Thanks. I kinda went in a different direction completely, compared to my first bass I ordered from them. It won't be for everyone, but im sure it'll work out.


----------



## Apophis (Nov 6, 2007)

It has to work for you


----------



## HighGain510 (Nov 6, 2007)

Scott said:


> It won't be for everyone, but im sure it'll work out.




That's a given, it's a lefty Scotty!   Should be cool, I loved the LB70-P I owned so I'd say if I were buying a used bass it would most likely either be an EBMM or Carvin hands down. What kind of custom options/color did you order sir?


----------



## Scott (Nov 6, 2007)

No colour. This one's a natural.


It's also a Bunny Brunel model. I think that's where it'll lose a few fans


----------



## Shawn (Nov 7, 2007)

Nice.  Bunny Brunel is the man too. Can't wait to see pics!


----------



## Drew (Nov 7, 2007)

I don't like the shape, exactly, but I suspect it's a hell of a bass. 

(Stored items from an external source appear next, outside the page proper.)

PR #930, opened 2023-02-25
feat(client): introduce "after" hook

### LINKED ISSUE #928: [Feature suggestion] "after" hook for Hono Client
From discord. About Hono Client.

Sometimes we want to write a common handling when receiving responses.

```ts
const res = await client.api.hello.$get()
if (res.status === 404) {
  window.location.href = '/'
}

// ...

const res = await client.api.morning.$get()
if (res.status === 404) {
  window.location.href = '/'
}

// ...
```

Since it is tedious to write the same process every time, how about having a hook for when the response is received?

```ts
const client = hc<AppType>('/api', {
  after: (res) => {
    if (res.status === 404) {
      window.location.href = '/'
      return
    }
  }
})
```

It can also be used to output logs, for example.

```ts
const client = hc<AppType>('/api', {
  after: (res) => {
    console.log(`Response status is ${res.status}`)
  }
})
```

yusukebe:
This PR introduces the new feature "after" hook for Hono Client.

As mentioned in #928, writing the same steps for each response is tedious.

In this PR, `after` hook allows us to write common actions after getting the response.For example, to output logs, we can write the following:

```ts
const client = hc<AppType>('http://localhost:8787', {
  after: (res) => {
    console.log(`${Date.now()}: Response status is ${res.status}`)
  },
})
```

I would like to keep the Hono Client to a minimum, but this `after` Hook is good because it allows for so much with so little implementation.

This will resolve #928

### DIFF
--- a/src/client/client.ts
+++ b/src/client/client.ts
@@ -32,7 +32,7 @@ class ClientRequestImpl {
     this.url = url
     this.method = method
   }
-  fetch = (
+  fetch = async (
     args?: ValidationTargets & {
       param?: Record<string, string>
     },
@@ -92,11 +92,21 @@ class ClientRequestImpl {
     setBody = !(methodUpperCase === 'GET' || methodUpperCase === 'HEAD')
 
     // Pass URL string to 1st arg for testing with MSW and node-fetch
-    return (opt?.fetch || fetch)(url, {
+    const res = (opt?.fetch || fetch)(url, {
       body: setBody ? this.rBody : undefined,
       method: methodUpperCase,
       headers: headers,
     })
+
+    if (opt?.after) {
+      const hookedResponse = await opt.after(await res)
+      if (hookedResponse) {
+        return hookedResponse
+      } else {
+        return res
+      }
+    }
+    return res
   }
 }
 
--- a/src/client/client.ts
+++ b/src/client/client.ts
@@ -100,11 +100,7 @@ class ClientRequestImpl {
 
     if (opt?.after) {
       const hookedResponse = await opt.after(await res)
-      if (hookedResponse) {
-        return hookedResponse
-      } else {
-        return res
-      }
+      return hookedResponse ?? res
     }
     return res
   }
--- a/src/client/types.ts
+++ b/src/client/types.ts
@@ -12,12 +12,12 @@ type Data = {
   output: {}
 }
 
-type AfterHook = (res: Response) => Promise<Response | void> | Response | void
+type AfterResponseHook = (res: Response) => Promise<Response | void> | Response | void
 
 export type RequestOptions = {
   headers?: Record<string, string>
   fetch?: typeof fetch
-  after?: AfterHook
+  after?: AfterResponseHook
 }
 
 type ClientRequest<S extends Data> = {
--- a/src/client/types.ts
+++ b/src/client/types.ts
@@ -12,9 +12,12 @@ type Data = {
   output: {}
 }
 
+type AfterHook = (res: Response) => Promise<Response | void> | Response | void
+
 export type RequestOptions = {
   headers?: Record<string, string>
   fetch?: typeof fetch
+  after?: AfterHook
 }
 
 type ClientRequest<S extends Data> = {
--- a/src/client/client.test.ts
+++ b/src/client/client.test.ts
@@ -369,3 +369,30 @@ describe('Use custom fetch method', () => {
     expect(res).toEqual(returnValue)
   })
 })
+
+describe('After Hook', () => {
+  const server = setupServer(
+    rest.get('http://localhost/hello', (_, res, ctx) => {
+      return res(ctx.text('OK'))
+    })
+  )
+
+  beforeAll(() => server.listen())
+  afterEach(() => server.resetHandlers())
+  afterAll(() => server.close())
+
+  const app = new Hono().get('/hello', (c) => c.text('OK'))
+  type AppType = typeof app
+  const client = hc<AppType>('http://localhost', {
+    after: (res) => {
+      res.headers.append('X-Custom', 'Hono!')
+    },
+  })
+
+  it('Should return Response with the X-Custom header', async () => {
+    const res = await client.hello.$get()
+    expect(res.status).toBe(200)
+    expect(res.headers.get('X-Custom')).toBe('Hono!')
+    expect(await res.text()).toBe('OK')
+  })
+})


src/client/client.ts
```diff
@@ -92,11 +92,21 @@ class ClientRequestImpl {
...
       headers: headers,
     })
+
+    if (opt?.after) {
+      const hookedResponse = await opt.after(await res)
+      if (hookedResponse) {
+        return hookedResponse
+      } else {
+        return res
+      }
```
yudai-nkt, line 107: This could be `return hookedResponse ?? res`, couldn't it? Line 101&ndash;110 could actually be reduced to `return (opt?.after && await opt.after(await res)) ?? res`, but it's a bit too extreme. 😅

src/client/types.ts
```diff
@@ -12,9 +12,12 @@ type Data = {
   output: {}
 }
 
+type AfterHook = (res: Response) => Promise<Response | void> | Response | void
```
yudai-nkt, line 15: Similar to Ky's inferface, `AfterResponse` or `AfterResponseHook` would be more descriptive. Just a personal preference though.

src/client/client.ts
yusukebe: Ah, yes! `return hookedResponse ?? res` is good, but `return (opt?.after && await opt.after(await res)) ?? res` is too  extreme :)

yudai-nkt: Glad you liked the first suggestion! I noticed I can be even more extreme with `return opt?.after?.(await res) ?? res` lol.

yusukebe: Haha

src/client/types.ts
yusukebe: Descriptive is important. Let's make it `AfterResponseHook`.

koistya:
Alternatively:

```ts
const client = hc<AppType>('http://localhost:8787', {
  hooks: {
    afterResponse: [
      async (res, retry) => {
        if (res.status === 401) {
          const accessToken = await getAccessToken();
          return retry({ headers: { authorization: `Bearer ${accessToken}` }});
        }
        return res;
      }
    ]
  }
});
```

src/client/client.ts
```diff
@@ -92,11 +92,17 @@ class ClientRequestImpl {
...
     // Pass URL string to 1st arg for testing with MSW and node-fetch
-    return (opt?.fetch || fetch)(url, {
+    const res = (opt?.fetch || fetch)(url, {
       body: setBody ? this.rBody : undefined,
       method: methodUpperCase,
       headers: headers,
     })
+
+    if (opt?.after) {
+      const hookedResponse = await opt.after(await res)
```
usualoma, line 102: I would also like to receive the request object with a hook. What do you think?

The code is a bit long, but if it looks like the following, we won't have to worry about the order of the parameters if we add retry options later.


```diff
diff --git a/src/client/client.test.ts b/src/client/client.test.ts
index b2c8fde..52e0331 100644
--- a/src/client/client.test.ts
+++ b/src/client/client.test.ts
@@ -384,8 +384,8 @@ describe('After Hook', () => {
   const app = new Hono().get('/hello', (c) => c.text('OK'))
   type AppType = typeof app
   const client = hc<AppType>('http://localhost', {
-    after: (res) => {
-      res.headers.append('X-Custom', 'Hono!')
+    after: ({ response }) => {
+      response.headers.append('X-Custom', 'Hono!')
     },
   })
 
diff --git a/src/client/client.ts b/src/client/client.ts
index 01543b6..2814860 100644
--- a/src/client/client.ts
+++ b/src/client/client.ts
@@ -92,14 +92,18 @@ class ClientRequestImpl {
     setBody = !(methodUpperCase === 'GET' || methodUpperCase === 'HEAD')
 
     // Pass URL string to 1st arg for testing with MSW and node-fetch
-    const res = (opt?.fetch || fetch)(url, {
+    const req = new Request(url, {
       body: setBody ? this.rBody : undefined,
       method: methodUpperCase,
       headers: headers,
     })
+    const res = (opt?.fetch || fetch)(req)
 
     if (opt?.after) {
-      const hookedResponse = await opt.after(await res)
+      const hookedResponse = await opt.after({
+        request: req,
+        response: await res,
+      })
       return hookedResponse ?? res
     }
     return res
diff --git a/src/client/types.ts b/src/client/types.ts
index ca26125..f94ffb1 100644
--- a/src/client/types.ts
+++ b/src/client/types.ts
@@ -12,7 +12,10 @@ type Data = {
   output: {}
 }
 
-type AfterResponseHook = (res: Response) => Promise<Response | void> | Response | void
+type AfterResponseHook = (arg: {
+  request: Request
+  response: Response
+}) => Promise<Response | void> | Response | void
 
 export type RequestOptions = {
   headers?: Record<string, string>

```

usualoma:
I agree with the current code except where I commented.

yusukebe:
Thank you for the comments. I'm going on a trip and will reply later.

yudai-nkt:
(more of an idea rather than review or suggestion, so leaving comments here)

After some thought, I suppose `opt?.hooks?.after` is better organized than `opt?.after` if you accept more hooks after receiving feature requests in the future. Examples of such hooks include but are not limited to `beforeRequest`, `onFailure`, and `onTimeout` (these are what I can come up with right now).

It depends on how minimal we want to keep `hc`.

koistya:
@yudai-nkt potential hook names to consider for future development ([`options.hooks`](https://github.com/honojs/hono/pull/930#issuecomment-1445206677)):

`init`, `beforeRequest`, `beforeRedirect`, `beforeRetry`, `afterResponse`, `beforeError`.

yudai-nkt:
@koistya oops I overlooked your comment, sorry. I think we are basically along the same lines.

yusukebe:
Hi @yudai-nkt @usualoma @koistya !

Thank you for the review and comment. This is a matter of how far `hc` is minimal, as @yudai-nkt says. It's not an easy decision to make so let's take some time to think about it.

yusukebe:
I made this PR a draft because it is still incomplete and will not be developed soon.

dimik:
[KY](https://github.com/sindresorhus/ky#hooks) uses the same hooks naming as @koistya suggested, would be great to use the same here. Another alternative is to have a Middleware instead of hook, It's obvious that beforeRequest/afterResponse looks exactly like middleware, and so we have single concept for client and server

PR #933, opened 2023-02-26
fix: let the app.request behave the same as fetch

tangye1234:
This pr is to extend `app.request` usage range.

We test app by fetching directly via `app.request` without a setup of an app server, but the request parameters can only accept string or request, while fetch's can accept string, request or URL for the first parameter.

Moreover, when the input is request, then the second paramter `RequestInit` dose not worked as fetch dose.

### DIFF
--- a/deno_dist/hono.ts
+++ b/deno_dist/hono.ts
@@ -264,10 +264,14 @@ export class Hono<E extends Env = Env, S = {}> extends defineDynamicClass()<E, S
     return this.dispatch(request, executionCtx, Env)
   }
 
-  request = async (input: Request | string, requestInit?: RequestInit) => {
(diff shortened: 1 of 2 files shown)


yusukebe:
Hi @tangye1234 !

Thanks! This is a good fix. I want to merge. So, for the last step. could you do `yarn denoify`, `git add` the generated file,  and commit&push it? It will be needed for Deno.

tangye1234:
> Hi @tangye1234 !
> 
> Thanks! This is a good fix. I want to merge. So, for the last step. could you do `yarn denoify`, `git add` the generated file, and commit&push it? It will be needed for Deno.

Thanks for your advice. I have already pushed new generated deno source files.

yusukebe:
Okay! I'll merge it. Thank you!

PR #937, opened 2023-02-27
fix(client): show type error if `$get()` needs args

yusukebe:
Made it throws the type error if `client.path.$method()` needs arguments:

SS

This fix will make the Client more type-safety.


yudai-nkt:
This is what I found inconvenient but I haven't filed an issue yet, thanks! I'll check later.

yusukebe:
Hi @yudai-nkt !

Have you done check it? I want to merge it.

yudai-nkt:
I'm afraid I won't have check this on my local machine anytime soon, but basically LGTM!

yusukebe:
Okay, I'll merge it!

PR #939, opened 2023-02-27
feat(`jsonT`): check JSON type

yusukebe:
`jsonT()` returns a JSON object composed of primitive types. For example, a `Date` object is converted to a string. But currently, `jsonT()` allows the `Date` type.

```ts
app.get('/hello', (c) => {
  return c.jsonT({
    messge: 'Hello',
    datetime: new Date(), // does not show the error
  })
})
```

And the Client will get the `Date` type even though the actual value is a string.

SS

Allowing the types of objects other than primitives to be loose can be confusing.

In this PR, I've made it provides a JSON type and limits the object that `jsonT()` would receive, and if they are not JSON type, it throws an error.

SS

On the client side, the return type of `res.json()` is `never`.

SS

This feature was inspired by the following article.

<https://zenn.dev/kosei28/articles/f4bac1ed2b64a7#date%E5%9E%8B%E3%81%AF%E6%96%87%E5%AD%97%E5%88%97%E3%81%AB%E3%81%AA%E3%82%8B>

By restricting the types that `jsonT()` accepts to JSON types composed of primitives, we can make it more type-safe.

### DIFF
--- a/deno_dist/utils/types.ts
+++ b/deno_dist/utils/types.ts
@@ -10,3 +10,18 @@ export type UnionToIntersection<U> = (U extends any ? (k: U) => void : never) ex
 ) => void
   ? I
   : never
+
+export type JSONPrimitive = string | boolean | number | null | undefined
+export type JSONArray = (JSONPrimitive | JSONObject | JSONArray)[]
+export type JSONObject = { [key: string]: JSONPrimitive | JSONArray | JSONObject }
+export type PrettyJSON<T> = T extends true
+  ? boolean
+  : T extends false
+  ? boolean
+  : T extends JSONPrimitive
+  ? T
+  : T extends JSONArray
+  ? PrettyJSON<T[number]>
+  : T extends JSONObject
+  ? { [K in keyof T]: PrettyJSON<T[K]> }
+  : never
--- a/deno_dist/utils/types.ts
+++ b/deno_dist/utils/types.ts
@@ -15,12 +15,14 @@ export type JSONPrimitive = string | boolean | number | null | undefined
 export type JSONArray = (JSONPrimitive | JSONObject | JSONArray)[]
 export type JSONObject = { [key: string]: JSONPrimitive | JSONArray | JSONObject }
 export type JSONValue = JSONObject | JSONArray | JSONPrimitive
-export type PrettyJSON<T> = T extends true
-  ? boolean
-  : T extends false
-  ? boolean
-  : T extends JSONPrimitive
-  ? T
+
+// `boolean` will be `true` or `false` because it's an alias of them.
+// See: https://github.com/microsoft/TypeScript/issues/22596
+// This type converts `true | false` to `boolean` that we expect.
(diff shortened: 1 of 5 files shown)


yusukebe:
Hi @usualoma @yudai-nkt !

What do you think about this feature? Could you look at it with PR #937?

usualoma:
I think this change is reasonable.

src/utils/types.ts
```diff
@@ -10,3 +10,18 @@ export type UnionToIntersection<U> = (U extends any ? (k: U) => void : never) ex
 ) => void
   ? I
   : never
+
+export type JSONPrimitive = string | boolean | number | null | undefined
+export type JSONArray = (JSONPrimitive | JSONObject | JSONArray)[]
+export type JSONObject = { [key: string]: JSONPrimitive | JSONArray | JSONObject }
```
yudai-nkt, line 16: Top-level primitives and arrays can be valid JSONs. So the correct JSON type definition would be as follows IIUC.

```ts
export type JSONObject = JSONPrimitive | { [key: string]: JSONObject } | JSONObject[]
```

src/utils/types.ts
```diff
@@ -10,3 +10,18 @@ export type UnionToIntersection<U> = (U extends any ? (k: U) => void : never) ex
...
+export type PrettyJSON<T> = T extends true
```
yudai-nkt, line 17: I'm afraid I'm not sure what `PrettyJSON` does (I'm just reviewing on Web UI right now). A small comment or unit tests describing its functionality would be appreciated.

yudai-nkt:
The motivation behind this PR sounds great and I left two small comments. Please check them when you have time.

src/utils/types.ts
yusukebe: You are right. These values can be JSON. I'll make `JSONValue` type like the following and use it.

```ts
type JSONValue = JSONObject | JSONArray | JSONPrimitive
```

deno_dist/utils/types.ts
```diff
@@ -10,3 +10,21 @@ export type UnionToIntersection<U> = (U extends any ? (k: U) => void : never) ex
...
+
+export type JSONPrimitive = string | boolean | number | null | undefined
+export type JSONArray = (JSONPrimitive | JSONObject | JSONArray)[]
+export type JSONObject = { [key: string]: JSONPrimitive | JSONArray | JSONObject }
+export type JSONValue = JSONObject | JSONArray | JSONPrimitive
+
+// `boolean` will be `true` or `false` because it's an alias of them.
+// See: https://github.com/microsoft/TypeScript/issues/22596
+// This type converts `true | false` to `boolean` that we expect.
+type TrueAndFalseToBoolean<T> = T extends true ? boolean : T extends false ? boolean : T
```
yusukebe, line 22: @yudai-nkt 

I added the comment and made `TrueAndFalseToBoolean` that is more descriptive. As noted here, `boolean` is distributed `true | false`, so I'm fixing it. I'm sure there are other ways to do it, but this is how I did it.

yusukebe:
I'll merge it now!

PR #941, opened 2023-03-01
feat(app): add `basePath` option

yusukebe:
With this PR, we can specify the `basePath` in the constructor of `Hono`:

```ts
const app = new Hono({ basePath: '/api' })
```

Also, it has the correct type.

SS

SS

Related to #929

### DIFF
--- a/deno_dist/hono.ts
+++ b/deno_dist/hono.ts
@@ -33,7 +33,7 @@ interface RouterRoute {
 }
 
 function defineDynamicClass(): {
-  new <E extends Env = Env, S = {}, BasePath extends string = ''>(): {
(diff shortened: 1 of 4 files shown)


yusukebe:
Hi @usualoma !

Maybe I could have done it. Could you see it if you have time?

usualoma:
Hi @yusukebe,

Thanks!
I could get that far too, but when I specified `<Env>` as the type parameter, the basePath inference did not work as expected.

image

We could proceed with the restriction that "if <Env> is specified, route() is the only way to go."

yusukebe:
Hmmm...Type is a hard thing.

yusukebe:
@usualoma Thanks for the comment!

Let us give up `basePath` and use `app.route()`. Closing the PR.

PR #942, opened 2023-03-01
fix(validator): can't get json value

super-yolin:
fix(validator): can't get json value.

### DIFF
--- a/src/validator/validator.ts
+++ b/src/validator/validator.ts
@@ -25,7 +25,7 @@ export const validator = <
     switch (target) {
       case 'json':
         try {
-          value = await c.req.raw.clone().json()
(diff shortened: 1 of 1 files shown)


yusukebe:
Hi @super-yolin !

We need to clone the raw request object, and it is working correctly least with the tests on Cloudflare Workers.

I want to see your code which does not work well. Could you paste the snippets as a comment?

super-yolin:
> Hi @super-yolin !
> 
> 
> 
> We need to clone the raw request object, and it is working correctly least with the tests on Cloudflare Workers.
> 
> 
> 
> I want to see your code which does not work well. Could you paste the snippets as a comment?

it doesn't work in bun

PR #943, opened 2023-03-02
fix(pages/nextjs): don't use `route()` if path is not passed

### LINKED ISSUE #938: Capturing Hono exceptions with the Cloudflare Pages Sentry Plugin
Hi there, i'd like to be able to use the Cloudflare Pages Sentry Plugin (https://developers.cloudflare.com/pages/platform/functions/plugins/sentry) to capture exceptions from my Hono API. I've got the following 2 files:

`functions/hello.ts`
```
import { Hono } from 'hono'
import { handle } from 'hono/cloudflare-pages'

const app = new Hono()

app.get('/hello', (c) => {
  throw new Error('Capture this error in Sentry!')
})

export const onRequest = handle(app, '/api')
```

`functions/_middleware.ts`
```
import sentryPlugin from "@cloudflare/pages-plugin-sentry";

export const onRequest: PagesFunction = sentryPlugin({
  dsn: "https://sentry.io/welcome/xyz",
});
```

When I trigger the error from the `hello.ts` function.. it doesn't see to be properly capturing it in the Sentry Pages Plugin. **I'd like to use the Sentry Pages Plugin so I can capture all my exceptions (not just from my Hono API's).** 

Any idea's how I could get the exception to properly trigger the Sentry Pages Plugin? Thanks!

yusukebe:
If we use `handle` in the Cloudflare Pages adapter with no second argument:

```ts
export const onRequest = handle(app)
```

With the current implementation,  `app` will be passed to `route()`

https://github.com/honojs/hono/blob/b1c50597088c2e4e1d3666f53f3f9de171cbd506/src/adapter/cloudflare-pages/handler.ts#L17-L22

If we do so, the error thrown from `app` can't be re-thrown:

```ts
const app = new Hono().route('/api')

app.get('/hello', (c) => {
  throw new Error('Capture this error in Sentry!')
})

app.onError((e) => {
  throw e // <--- This will not be a real "error", will return 500 response.
})

export const onRequest = handle(app)
```

This PR fixes this issue.

This will resolve #938

### DIFF
--- a/src/adapter/cloudflare-pages/handler.test.ts
+++ b/src/adapter/cloudflare-pages/handler.test.ts
@@ -38,4 +38,22 @@ describe('Adapter for Cloudflare Pages', () => {
     expect(res.status).toBe(200)
     expect(await res.text()).toBe('/api/foo')
   })
+
+  it('Should not use `route()` if path argument is not passed', async () => {
+    const request = new Request('http://localhost/api/error')
+    const app = new Hono().route('/api')
+
+    app.onError((e) => {
+      throw e
+    })
+    app.get('/error', () => {
+      throw new Error('Custom Error')
+    })
+
+    const handler = handle(app)
+    // It does throw the error if app is NOT "subApp"
+    // eslint-disable-next-line @typescript-eslint/ban-ts-comment
+    // @ts-ignore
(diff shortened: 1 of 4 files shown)


yusukebe:
This is a good fix, and there are no side effects. Merge it.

And I KNEW this would be your thread.


----------



## Jeff (Nov 7, 2007)

exact specs, or else it didn't happen!


----------



## The Dark Wolf (Nov 7, 2007)

I dig the shit out of the Brunel basses.


----------



## darren (Nov 7, 2007)

I'm curious as to which options led for them to ask for you to waive the return option.


----------



## Scott (Nov 7, 2007)

darren said:


> I'm curious as to which options led for them to ask for you to waive the return option.



I odered it left handed. 



Wait....

I may actually call them back today, and change a couple things. Mainly the thing that is making me waive my return option. Plus, it adds like, $100 to the price, and im technically getting less because of it.



jeff said:


> exact specs, or else it didn't happen!



Pfft. almost no one checks out a lefty picstory. Holding out on the specs is all I have. I may just make a 'specstory' Where all I do is list the specs once I have it


----------



## Scott (Nov 7, 2007)

Alright, so I asked to get the bass with only a bridge humbucker, as opposed to H-S or H-H.....it was a $100 upcharge, and voided my return option.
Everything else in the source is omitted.